Key challenges include risk management, design quality assurance activities and co-ordination of quality activities with Engineering, procurement, manufacturing, clinical, service and support teams. Supports organization to work compliant in a lean way.
Your responsibilities
•Instruct, coach and facilitate project team’s w.r.t Innovation Site Eindhoven-Quality Management System (Procedures/ Policies/ Guidelines/ tools/ training, etc.).
•Instruct, coach and facilitate project teams on relevant product standards (IEC60335/IEC60601/21 CFR820/ISO13485, etc.)
•Drives and supports quality & regulatory compliance to assure products & services comply with the Quality Management System / Business Management System requirements
•Create quality function deliverables as per Innovation Site Eindhoven –Quality Management System in projects, in Life Cycle Management and in Post Market Surveillance.
•Review Requirements Management process and outcome.
•Reviews Product Verification and Validation.
•Ensure Risk Management quality (quality of UFMEA, DFMEA, PFMEA/HB-SRA, etc.).
•Ensure compliance to quality system requirements, regulations and standards in designated area of responsibility.

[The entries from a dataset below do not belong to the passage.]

PR #527, opened 2018-04-16
Request for Comment - Move starter proxy responsibilities into proxy set.

dspasojevic:
### Description
Removes the remote starter proxy and moves its responsibilities into a custom ProxySet.

This PR is for comment only - I don't expect it to be merged in current incarnation.

### Motivation and Context
Permits closer tracking of starting, started and closing containers / proxies. Prevents creation of duplicates and orphan containers.

### How Has This Been Tested?
Tested in an OpenShift environment. Requires *more* testing.

### Types of changes
- [X] Breaking change (fix or feature that would cause existing functionality to change)

### Checklist:
- [X] My change requires a change to the documentation.


dspasojevic:
@pearj do you mind taking a quick look at this change?

scripts/zalenium.sh
```diff
@@ -21,6 +21,7 @@ START_TUNNEL=${START_TUNNEL:-false}
 DEBUG_ENABLED=${DEBUG_ENABLED:-false}
 KEEP_ONLY_FAILED_TESTS=${KEEP_ONLY_FAILED_TESTS:-false}
 LOG_JSON=${LOG_JSON:-false}
+NEW_SESSION_WAIT_TIMEOUT=${NEW_SESSION_WAIT_TIMEOUT:-300000}
```
peerster: Duplicate line of row 26

src/main/java/de/zalando/ep/zalenium/proxy/DockerSeleniumRemoteProxy.java
```diff
@@ -41,8 +41,12 @@
...
 import java.util.Map;
 import java.util.Optional;
-import org.slf4j.Logger;
-import org.slf4j.LoggerFactory;
+import java.util.concurrent.ExecutorService;
+import java.util.concurrent.Executors;
+import java.util.concurrent.atomic.AtomicBoolean;
+import java.util.concurrent.atomic.AtomicLong;
+import java.util.logging.Level;
+import java.util.logging.Logger;
```
peerster: It think we want to use slf4j. @dennisgranath recently made changes to start using it instead of java.util.

pearj: Yeah that's true

scripts/zalenium.sh
dspasojevic: Fixed.

src/main/java/de/zalando/ep/zalenium/proxy/DockerSeleniumRemoteProxy.java
dspasojevic: Will change.

src/test/java/de/zalando/ep/zalenium/proxy/SauceLabsRemoteProxyTest.java
```diff
@@ -44,6 +44,7 @@
 
 public class SauceLabsRemoteProxyTest {
 
+	private DockerSeleniumRemoteProxy proxy;
```
peerster: Wrong indentation it seems :)

dennisgranath:
When starting zalenium on docker using 
`docker run --rm -ti --name zalenium -p 4444:4444         -v /var/run/docker.sock:/var/run/docker.sock         -v /tmp/videos:/home/seluser/videos --privileged zalenium-pr start`

I get following failure when starting up the second container: 

`10:08:48.421 [AutoStartProxyPoolPoller] INFO  d.z.e.z.proxy.AutoStartProxySet - Failed to start container.
10:08:49.502 [AutoStartProxyPoolPoller] INFO  d.z.e.z.proxy.AutoStartProxySet - Autostarting container, because 1 is less than min 2
10:08:49.528 [AutoStartProxyPoolPoller] WARN  d.z.e.z.c.DockerContainerClient - null Error while starting a new container
com.spotify.docker.client.exceptions.DockerRequestException: Request error: POST unix://localhost:80/containers/create?name=zalenium_40000: 409, body: {"message":"Conflict. The container name \"/zalenium_40000\" is already in use by container \"7622621076a2da00a42ca7698ecb5f043ca5a73ae596cfc7df05c11b53f20c8b\". You have to remove (or rename) that container to be able to reuse that name."}`

docker/Dockerfile
```diff
@@ -318,11 +318,7 @@ RUN cd /tmp \
 # TestingBot Tunneling #
 # -----------------------#
 # https://testingbot.com/support/other/tunnel
-ENV TB_TUNNEL_URL="https://testingbot.com/tunnel/testingbot-tunnel.jar"
```
pearj: Probably should leave this in there. You just removed it because we doesn't work at the client site right?

dspasojevic:
@dennisgranath I've updated the `DockerContainerClient` to randomise six chars in the same way that kubernetes does and implemented the `isTerminated` check. It spins containers up for me locally. I don't have selenium tests that I can run where I am now. It would be great if you could check whether it works for you.

docker/Dockerfile
dspasojevic: Yep. I'll revert this change.

dennisgranath:
Thanks @dspasojevic I will run them a soon as I can. Might be able to do it later today.

docker/Dockerfile
pearj: I think you could probably add: `ARG testingBotEnabled=true` on the line beforehand. Then you could add `[ "${testingBotEnabled}" == "true" ] && \` before the wget line

src/main/java/de/zalando/ep/zalenium/matcher/DockerSeleniumCapabilityMatcher.java
```diff
@@ -48,22 +51,6 @@ public boolean matches(Map<String, Object> nodeCapability, Map<String, Object> r
             return false;
         }
 
-        // We do this because the starter node does not have the browser versions when Zalenium starts
```
pearj: @diemol Do you know if this code is necessary to not?

src/main/java/de/zalando/ep/zalenium/matcher/ZaleniumCapabilityMatcher.java
```diff
@@ -31,7 +32,7 @@ public boolean matches(Map<String, Object> nodeCapability, Map<String, Object> r
                 nodeCapability));
 
         for (RemoteProxy remoteProxy : proxy.getRegistry().getAllProxies()) {
-            if ((remoteProxy instanceof DockerSeleniumStarterRemoteProxy) &&
+            if ((remoteProxy instanceof DockerSeleniumRemoteProxy) &&
```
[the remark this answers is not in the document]
dspasojevic: I *think* this is what must be duplicated here: https://github.com/zalando/zalenium/blob/master/src/main/java/de/zalando/ep/zalenium/proxy/DockerSeleniumStarterRemoteProxy.java#L189

dennisgranath:
Ok now it seems to work when using plain docker however I get following exception when running my selenium tests (the selenium tests are passing though): 

`ded396482fb124eef3a0bd3c5f661051fa8f0c7]] INFO  d.z.e.z.c.DockerContainerClient - http://172.17.0.3:40000 [bash, -c, cleanup-container.sh]
17:03:27.519 [AutoStartProxyPoolPoller] INFO  d.z.e.z.p.DockerSeleniumRemoteProxy - [c0f7d009e72e9a8c9a2a46a27ded396482fb124eef3a0bd3c5f661051fa8f0c7] is idle.
17:03:27.519 [AutoStartProxyPoolPoller] INFO  d.z.e.z.p.DockerSeleniumRemoteProxy - c0f7d009e72e9a8c9a2a46a27ded396482fb124eef3a0bd3c5f661051fa8f0c7 Shutting down node due to proxy being idle after test.
17:03:31.262 [pool-3-thread-2] INFO  o.o.g.s.proxy.DefaultRemoteProxy - c0f7d009e72e9a8c9a2a46a27ded396482fb124eef3a0bd3c5f661051fa8f0c7 Marking the node as down because it was stopped after 1 tests.
17:03:31.262 [pool-3-thread-2] WARN  d.z.e.z.registry.ZaleniumRegistry - Cleaning up stale test sessions on the unregistered node http://172.17.0.3:40000
17:03:31.291 [pool-3-thread-2] WARN  d.z.e.z.c.DockerContainerClient - null Error while stopping the container
com.spotify.docker.client.exceptions.ContainerNotFoundException: Container not found: c0f7d009e72e9a8c9a2a46a27ded396482fb124eef3a0bd3c5f661051fa8f0c7
	at com.spotify.docker.client.DefaultDockerClient.stopContainer(DefaultDockerClient.java:772)
	at de.zalando.ep.zalenium.container.DockerContainerClient.stopContainer(DockerContainerClient.java:162)
	at de.zalando.ep.zalenium.proxy.DockeredSeleniumStarter.stopContainer(DockeredSeleniumStarter.java:303)
	at de.zalando.ep.zalenium.proxy.AutoStartProxySet.remove(AutoStartProxySet.java:199)
	at de.zalando.ep.zalenium.registry.ZaleniumRegistry.removeIfPresent(ZaleniumRegistry.java:161)
	at org.openqa.grid.selenium.proxy.DefaultRemoteProxy.onEvent(DefaultRemoteProxy.java:193)
	at org.openqa.grid.selenium.proxy.DefaultRemoteProxy.addNewEvent(DefaultRemoteProxy.java:179)
	at de.zalando.ep.zalenium.proxy.DockerSeleniumRemoteProxy.shutdownNode(DockerSeleniumRemoteProxy.java:702)
	at de.zalando.ep.zalenium.proxy.DockerSeleniumRemoteProxy$1.run(DockerSeleniumRemoteProxy.java:468)
	at java.util.concurrent.ThreadPoolExecutor.runWorker(ThreadPoolExecutor.java:1149)
	at java.util.concurrent.ThreadPoolExecutor$Worker.run(ThreadPoolExecutor.java:624)
	at java.lang.Thread.run(Thread.java:748)
Caused by: com.spotify.docker.client.exceptions.DockerRequestException: Request error: POST unix://localhost:80/containers/c0f7d009e72e9a8c9a2a46a27ded396482fb124eef3a0bd3c5f661051fa8f0c7/stop?t=5: 404, body: {"message":"No such container: c0f7d009e72e9a8c9a2a46a27ded396482fb124eef3a0bd3c5f661051fa8f0c7"}

	at com.spotify.docker.client.DefaultDockerClient.propagate(DefaultDockerClient.java:2702)
	at com.spotify.docker.client.DefaultDockerClient.request(DefaultDockerClient.java:2663)
	at com.spotify.docker.client.DefaultDockerClient.stopContainer(DefaultDockerClient.java:766)
	... 11 common frames omitted
Caused by: javax.ws.rs.NotFoundException: HTTP 404 Not Found
	at org.glassfish.jersey.client.JerseyInvocation.convertToException(JerseyInvocation.java:1008)
	at org.glassfish.jersey.client.JerseyInvocation.translate(JerseyInvocation.java:816)
	at org.glassfish.jersey.client.JerseyInvocation.access$700(JerseyInvocation.java:92)
	at org.glassfish.jersey.client.JerseyInvocation$5.completed(JerseyInvocation.java:773)
	at org.glassfish.jersey.client.ClientRuntime.processResponse(ClientRuntime.java:198)
	at org.glassfish.jersey.client.ClientRuntime.access$300(ClientRuntime.java:79)
	at org.glassfish.jersey.client.ClientRuntime$2.run(ClientRuntime.java:180)
	at org.glassfish.jersey.internal.Errors$1.call(Errors.java:271)
	at org.glassfish.jersey.internal.Errors$1.call(Errors.java:267)
	at org.glassfish.jersey.internal.Errors.process(Errors.java:315)
	at org.glassfish.jersey.internal.Errors.process(Errors.java:297)
	at org.glassfish.jersey.internal.Errors.process(Errors.java:267)
	at org.glassfish.jersey.process.internal.RequestScope.runInScope(RequestScope.java:340)
	at org.glassfish.jersey.client.ClientRuntime$3.run(ClientRuntime.java:210)
	at java.util.concurrent.Executors$RunnableAdapter.call(Executors.java:511)
	at java.util.concurrent.FutureTask.run(FutureTask.java:266)
	... 3 common frames omitted
17:03:31.542 [AutoStartProxyPoolPoller] INFO  d.z.e.z.c.DockerContainerClient - Container ContainerCreationStatus [isCreated=true, containerName=zalenium_40000_oDTbUA, containerId=c0f7d009e72e9a8c9a2a46a27ded396482fb124eef3a0bd3c5f661051fa8f0c7, nodePort=40000] not found - it is terminated.
17:03:31.542 [AutoStartProxyPoolPoller] INFO  d.z.e.z.proxy.AutoStartProxySet - Container ContainerCreationStatus [isCreated=true, containerName=zalenium_40000_oDTbUA, containerId=c0f7d009e72e9a8c9a2a46a27ded396482fb124eef3a0bd3c5f661051fa8f0c7, nodePort=40000] is terminated. Removing from tracked set.
17:03:51.587 [AutoStartProxyPoolPoller] INFO  d.z.e.z.proxy.AutoStartProxySet - Status:
┌────┬───────┬─────────┬─────────┬───────────┬──────────────┬──────┬───────────┬─────────────┬───────────┐
│ Id │ Proxy │ Created │ Started │ Last Used │ Last Session │ Busy │ Timed Out │ Terminating │ Tests Run │
├┬┬┬┬┼┬┬┬┬┬┬┬┼┬┬┬┬┬┬┬┬┬┼┬┬┬┬┬┬┬┬┬┼┬┬┬┬┬┬┬┬┬┬┬┼┬┬┬┬┬┬┬┬┬┬┬┬┬┬┼┬┬┬┬┬┬┼┬┬┬┬┬┬┬┬┬┬┬┼┬┬┬┬┬┬┬┬┬┬┬┬┬┼┬┬┬┬┬┬┬┬┬┬┬┤
└┴┴┴┴┴┴┴┴┴┴┴┴┴┴┴┴┴┴┴┴┴┴┴┴┴┴┴┴┴┴┴┴┴┴┴┴┴┴┴┴┴┴┴┴┴┴┴┴┴┴┴┴┴┴┴┴┴┴┴┴┴┴┴┴┴┴┴┴┴┴┴┴┴┴┴┴┴┴┴┴┴┴┴┴┴┴┴┴┴┴┴┴┴┴┴┴┴┴┴┴┴┴┴┴┘`

dspasojevic:
@dennisgranath thanks for testing again. It looks like I just need to handle that exception while shutting down the container. Part of the change is it to always attempt to shutdown the container when the proxy is removed to ensure that orphan, untracked containers aren't left around. I think that zalenium itself would have been fine, and would have spun up another container if necessary.

dspasojevic:
@dennisgranath I've pushed up a change to specifically handle the `ContainerNotFoundException`. It would be great if you could try again.

dennisgranath:
Ok at first we have 2 containers ready to serve requests:
```
┌───────────────────────┬─────────────────────────┬─────────────────────────┬─────────────────────────┬─────────────────────┬─────────────────────────┬───────┬───────────┬─────────────┬───────────┐
│ Id                    │ Proxy                   │ Created                 │ Started                 │ Last Used           │ Last Session            │  Busy │ Timed Out │ Terminating │ Tests Run │
├───────────────────────┼─────────────────────────┼─────────────────────────┼─────────────────────────┼─────────────────────┼─────────────────────────┼───────┼───────────┼─────────────┼───────────┤
│ zalenium_40000_xsW02C │ http://172.17.0.4:40000 │ 2018-04-18T08:28:13.281 │ 2018-04-18T08:28:19.102 │ 1970-01-01T01:00:00 │ 1970-01-01T00:59:59.999 │ false │     false │       false │         0 │
│ zalenium_40000_ubvN5A │ http://172.17.0.3:40000 │ 2018-04-18T08:28:12.859 │ 2018-04-18T08:28:18.065 │ 1970-01-01T01:00:00 │ 1970-01-01T00:59:59.999 │ false │     false │       false │         0 │
└───────────────────────┴─────────────────────────┴─────────────────────────┴─────────────────────────┴─────────────────────┴─────────────────────────┴───────┴───────────┴─────────────┴───────────┘
```

I run my selenium tests and we have:
```
┌───────────────────────┬─────────────────────────┬─────────────────────────┬─────────────────────────┬─────────────────────────┬─────────────────────────┬───────┬───────────┬─────────────┬───────────┐
│ Id                    │ Proxy                   │ Created                 │ Started                 │ Last Used               │ Last Session            │  Busy │ Timed Out │ Terminating │ Tests Run │
├───────────────────────┼─────────────────────────┼─────────────────────────┼─────────────────────────┼─────────────────────────┼─────────────────────────┼───────┼───────────┼─────────────┼───────────┤
│ zalenium_40000_xsW02C │ http://172.17.0.4:40000 │ 2018-04-18T08:28:13.281 │ 2018-04-18T08:28:19.102 │ 1970-01-01T01:00:00     │ 1970-01-01T00:59:59.999 │ false │     false │       false │         0 │
│ zalenium_40000_ubvN5A │ http://172.17.0.3:40000 │ 2018-04-18T08:28:12.859 │ 2018-04-18T08:28:18.065 │ 2018-04-18T08:29:04.069 │ 2018-04-18T08:28:51.563 │ false │     false │       false │         1 │
└───────────────────────┴─────────────────────────┴─────────────────────────┴─────────────────────────┴─────────────────────────┴─────────────────────────┴───────┴───────────┴─────────────┴───────────┘
```

I run one more time and get:
```
┌───────────────────────┬─────────────────────────┬─────────────────────────┬─────────────────────────┬─────────────────────────┬─────────────────────────┬───────┬───────────┬─────────────┬───────────┐
│ Id                    │ Proxy                   │ Created                 │ Started                 │ Last Used               │ Last Session            │  Busy │ Timed Out │ Terminating │ Tests Run │
├───────────────────────┼─────────────────────────┼─────────────────────────┼─────────────────────────┼─────────────────────────┼─────────────────────────┼───────┼───────────┼─────────────┼───────────┤
│ zalenium_40000_xsW02C │ http://172.17.0.4:40000 │ 2018-04-18T08:28:13.281 │ 2018-04-18T08:28:19.102 │ 2018-04-18T08:34:57.946 │ 2018-04-18T08:34:45.958 │ false │     false │       false │         1 │
│ zalenium_40000_ubvN5A │ http://172.17.0.3:40000 │ 2018-04-18T08:28:12.859 │ 2018-04-18T08:28:18.065 │ 2018-04-18T08:29:04.069 │ 2018-04-18T08:28:51.563 │ false │     false │       false │         1 │
└───────────────────────┴─────────────────────────┴─────────────────────────┴─────────────────────────┴─────────────────────────┴─────────────────────────┴───────┴───────────┴─────────────┴───────────┘
```
And another run:
```
┌───────────────────────┬─────────────────────────┬─────────────────────────┬─────────────────────────┬─────────────────────────┬─────────────────────────┬───────┬───────────┬─────────────┬───────────┐
│ Id                    │ Proxy                   │ Created                 │ Started                 │ Last Used               │ Last Session            │  Busy │ Timed Out │ Terminating │ Tests Run │
├───────────────────────┼─────────────────────────┼─────────────────────────┼─────────────────────────┼─────────────────────────┼─────────────────────────┼───────┼───────────┼─────────────┼───────────┤
│ zalenium_40000_fA6lO7 │ http://172.17.0.5:40000 │ 2018-04-18T08:36:28.763 │ 2018-04-18T08:36:32.922 │ 2018-04-18T08:36:45.489 │ 2018-04-18T08:36:33.301 │  true │     false │       false │         1 │
│ zalenium_40000_ubvN5A │ http://172.17.0.3:40000 │ 2018-04-18T08:28:12.859 │ 2018-04-18T08:28:18.065 │ 2018-04-18T08:29:04.069 │ 2018-04-18T08:28:51.563 │ false │     false │       false │         1 │
└───────────────────────┴─────────────────────────┴─────────────────────────┴─────────────────────────┴─────────────────────────┴─────────────────────────┴───────┴───────────┴─────────────┴───────────┘
```
So in the last run it actually removed the already used container (zalenium_40000_xsW02C) and created a new one (zalenium_40000_fA6lO7). Is this behaviour expected? I guess since zalenium_40000_xsW02C could not be reused it could remove it directly and create a new one to serve more request. Have not tried on Openshift yet but will try to do that during the day.

dspasojevic:
@dennisgranath containers will be started and shutdown depending on the min and max size, whether containers should be reused, the max test count and the idle timeout.

It should always try to keep min (desired) containers ready. 

I would expect that if a container was removed and your min is set to 2, then a new container would be created immediately.

If you attach the full log, I’ll take a look.

dennisgranath:
@peerster Browserstack integration is working fine!

dennisgranath:
@dspasojevic [zalenium.log](https://github.com/zalando/zalenium/files/1923285/zalenium.log)

dspasojevic:
@dennisgranath here are the logs showing it shutting down (logs the container id which is not as friendly as the name):
```
11:25:20.376 [AutoStartProxyPoolPoller] INFO  d.z.e.z.p.DockerSeleniumRemoteProxy - [21dc6e58d1713f05caa3cbb8cefc9d8d84a7895c845ac741fe1099b2be268ebb] is idle.
11:25:20.381 [AutoStartProxyPoolPoller] INFO  d.z.e.z.p.DockerSeleniumRemoteProxy - 21dc6e58d1713f05caa3cbb8cefc9d8d84a7895c845ac741fe1099b2be268ebb Shutting down node due to proxy being idle after test.
11:25:22.823 [pool-3-thread-1] INFO  o.o.g.s.proxy.DefaultRemoteProxy - 21dc6e58d1713f05caa3cbb8cefc9d8d84a7895c845ac741fe1099b2be268ebb Marking the node as down because it was stopped after 1 tests.
11:25:22.824 [pool-3-thread-1] WARN  d.z.e.z.registry.ZaleniumRegistry - Cleaning up stale test sessions on the unregistered node http://172.17.0.3:40000
11:25:22.889 [pool-3-thread-1] INFO  d.z.e.z.c.DockerContainerClient - Container 21dc6e58d1713f05caa3cbb8cefc9d8d84a7895c845ac741fe1099b2be268ebb does not exist - already shut down?.
```

The environment var that control this behaviour is `ZALENIUM_MAX_TEST_SESSIONS`, i.e. how many sessions can run on a node before it should be forcibly shutdown - defaults to `1`, but @pearj and I have been running at `20` without any issues. If you want to re-use containers, just increase this. Zalenium will still shutdown containers that have been idle if more than min / desired containers are running.

Thanks again for testing. Would you mind trying with `ZALENIUM_MAX_TEST_SESSIONS` set higher to make sure it works as expected on docker?

dennisgranath:
Ok maybe I just misunderstood the --desiredContainers flag? I interpreted as always keep this amount of containers up ready to serve incoming requests. When having ZALENIUM_MAX_TEST_SESSIONS set to 1 it will not remove the container when it until another request is coming in. It basically means that we are running the container even though it's quite useless.

dennisgranath:
I will try running with setting ZALENIUM_MAX_TEST_SESSIONS to higher value as well. Currently I run zalenium in minishift. I will se if I can deploy it to one of our openshift clusters instead...

dspasojevic:
@dennisgranath it *should* keep `desiredContainers` running. After the container reached max, it should have been removed after a few seconds and a new container built straight away. If it took until you ran another test, than that is a bug.

dennisgranath:
Thanks @dspasojevic then we share the common view! I think this will be great when we get everything to work:)

dspasojevic:
@dennisgranath I see why you are seeing this behaviour. At the moment, it is only checking for timed | invalid containers that should be shutdown when current > min. *But* it won't use a container that has reached the test limit to create a new session.

So once, you have reached the max sessions, the container will remain until another session comes in and causes a new container to start, bringing the count up to 3. Then the old, used up container will be shut down.

Like you say, this isn't good - the container won't be used, so it should be discarded straight away. I'll make that fix soon(ish).

pearj:
`ZALENIUM_MAX_TEST_SESSIONS` is the internal environment name. If you actually want to set that in the container, you need to use `MAX_TEST_SESSIONS`.

dspasojevic:
@dennisgranath / @pearj  if you have a chance, could you see if that latest version kills the containers that have reached max sessions immediately?

dennisgranath:
Sure thing @dspasojevic !

src/main/java/de/zalando/ep/zalenium/proxy/DockerSeleniumRemoteProxy.java
```diff
@@ -413,11 +413,15 @@ public boolean shutdownIfStale() {
             LOGGER.info(String.format("[%s] is stale.", getContainerId()));
             timeout("proxy being stuck | stale during a test.", ShutdownType.STALE);
             return true;
+        } else if (isTestSessionLimitReached() && !isBusy()) {
```
pearj: Why does it need to be on the stale one too? Does it run more often?

dspasojevic: Yep. Stale runs even when the pool doesn't have more than minimum desired number. If the check isn't also done here, containers that have run more than their max number of sessions won't be removed until after a new container is spun up to service another request.

Means that the effectively useless container is kept running longer than it should, and the test has to wait for a new container to be spun up (though this shouldn't take long).

It would also mean that if mix == max, then the pool would be full of useless containers and not be able to create a new one.

dennisgranath:
I think now it's working as expected @dspasojevic!

dspasojevic:
Thanks very much for testing @dennisgranath. I will wait for some review from @diemol then clean up tests and so on.

dspasojevic:
@dennisgranath good point. I disabled that health check in our environment a while ago - for the same reason - and forgot about it.

A zalenium specific end point would be good. @pearj is there something that we could usefully check?

pearj:
@dennisgranath just checking that `/wd/hub/status` returns a 200, is probably a good starting point, and in my opinion probably sufficient. Previously, it relied on the `DockerSeleniumStarterRemoteProxy` registering to the grid, which gave the illusion of capacity, but now that all that code is part of the registry directly, then checking for `"ready: true"` doesn't really have much meaning anymore.

We could probably create an API endpoint, but I'm not sure what we'd validate exactly, that we're able to communicate with Kubernetes/Docker daemon without error?

Once `/wd/hub/status` returns a 200 that means the selenium grid is online and will be able to start selenium nodes on demand when requested to do so.

dennisgranath:
Yes @pearj I saw that while checking the selenium code for healtcheck. We will remove status checking and only look for 200 for now.

src/main/java/de/zalando/ep/zalenium/proxy/AutoStartProxySet.java
```diff
@@ -0,0 +1,523 @@
...
+            LOGGER.debug(String.format("A node is coming up to handle this request."));
+            return true;
+        }
+
+        LOGGER.debug("No slots available, a new node will be created.");
+        return false;
+    }
+
+    private void dumpStatus() {
+        if (LOGGER.isInfoEnabled()) {
```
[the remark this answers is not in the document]
dennisgranath: or feature hide it somehow?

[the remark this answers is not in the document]
dspasojevic: Yep. Though might move to be a separate log category.

pearj:
:+1:

src/test/java/de/zalando/ep/zalenium/proxy/DockerSeleniumStarterRemoteProxyTest.java
```diff
@@ -1,459 +1,414 @@
 package de.zalando.ep.zalenium.proxy;
```
pearj: @dspasojevic Any reason why this isn't deleted altogther yet?

src/test/java/de/zalando/ep/zalenium/servlet/LiveNodeServletTest.java
```diff
@@ -1,131 +1,98 @@
...
-    
-    @After
-    public void tearDown() throws MalformedObjectNameException {
-        ObjectName objectName = new ObjectName("org.seleniumhq.grid:type=RemoteProxy,node=\"http://localhost:40000\"");
-        new JMXHelper().unregister(objectName);
-        objectName = new ObjectName("org.seleniumhq.grid:type=RemoteProxy,node=\"http://localhost:40001\"");
-        new JMXHelper().unregister(objectName);
-        ContainerFactory.setContainerClientGenerator(originalContainerClient);
-    }
+//    private GridRegistry registry;
```
pearj: @dspasojevic What's the plan for this test?

src/test/java/de/zalando/ep/zalenium/servlet/VncAuthenticationServletTest.java
```diff
@@ -1,172 +1,138 @@
...
-        
-        ArgumentCaptor<Integer> statusCaptor = ArgumentCaptor.forClass(Integer.class);
-        
-        vncAuthenticationServlet.doGet(request, response);
-        
-        verify(response).setStatus(statusCaptor.capture());
-        
-        assertThat(statusCaptor.getValue(), equalTo(403));
-    }
+//    private GridRegistry registry;
```
pearj: @dspasojevic and this one?

src/test/java/de/zalando/ep/zalenium/servlet/LiveNodeServletTest.java
dspasojevic: I will see whether I can rebirth this test.

src/test/java/de/zalando/ep/zalenium/servlet/VncAuthenticationServletTest.java
dspasojevic: Will check.

src/test/java/de/zalando/ep/zalenium/proxy/DockerSeleniumStarterRemoteProxyTest.java
dspasojevic: Was waiting to see if there was something that could be salvaged from here. I'll look at replacing with higher value integration tests.

src/test/java/de/zalando/ep/zalenium/servlet/LiveNodeServletTest.java
dspasojevic: I *think* that this test was written before the registry implementation could be swapped out. I'll see if I can rewrite to use a simpler grid impl so the docker container client doesn't have to be mocked.

Does that sound sensible to you @diemol ?

dspasojevic: Re-enabled.

src/test/java/de/zalando/ep/zalenium/servlet/VncAuthenticationServletTest.java
dspasojevic: Re-enabled.

pearj:
👍

src/main/java/de/zalando/ep/zalenium/proxy/AutoStartProxySet.java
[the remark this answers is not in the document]
dspasojevic: Added a separate category for the table. It is off by default in prod, on when running tests.

src/main/resources/logback.xml
```diff
@@ -17,6 +17,9 @@
     <!-- ALL TRACE DEBUG INFO WARN ERROR OFF -->
     <logger name="com.spotify.docker" level="WARN" />
     <logger name="org.seleniumhq.jetty9" level="WARN" />
+    
+    <!-- SET TO DEBUG TO GET STATUS LOGGING -->
+    <logger name="de.zalando.ep.zalenium.proxy.AutoStartProxySet.Status" level="INFO" />
```
dennisgranath: Do we need to set log level for this explicitly? The log level is set to logback.loglevel (defaulted to info) and can be set to debug using --debugEnabled flag to zalenium.

dspasojevic: It isn't necessary. In the past, I've explicitly (though unnecessarily) set debug levels to make it obvious to others how to turn on specific types of logging.

Happy to remove if that is the consensus :)

pearj:
👍

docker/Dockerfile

•Ensures timely execution and required communications and escalation.
Your team
You will be part of the Q&R team consisting of approximately 30 team members working for the businesses- Mother &Child Care, Skin Care, Connected Health Devices & Pain Relief reporting to the QAM Group lead. You will be based in Eindhoven, The Netherlands. You will work in project teams with co-ordination with marketing teams, manufacturing teams at various sites, supplier teams, and other Q&R members across Philips.
Our offer
We welcome you to a challenging, innovative environment with great opportunities for you to explore.
We are looking for
•Bachelor degree with 5+ years of related experience or a Master degree with 3+ years of related experience.
•Applied knowledge of appropriate global medical device or consumer product regulations, requirements, and standards such as 21 CFR Parts 803, 806, and 820, ISO13485, and ISO9001.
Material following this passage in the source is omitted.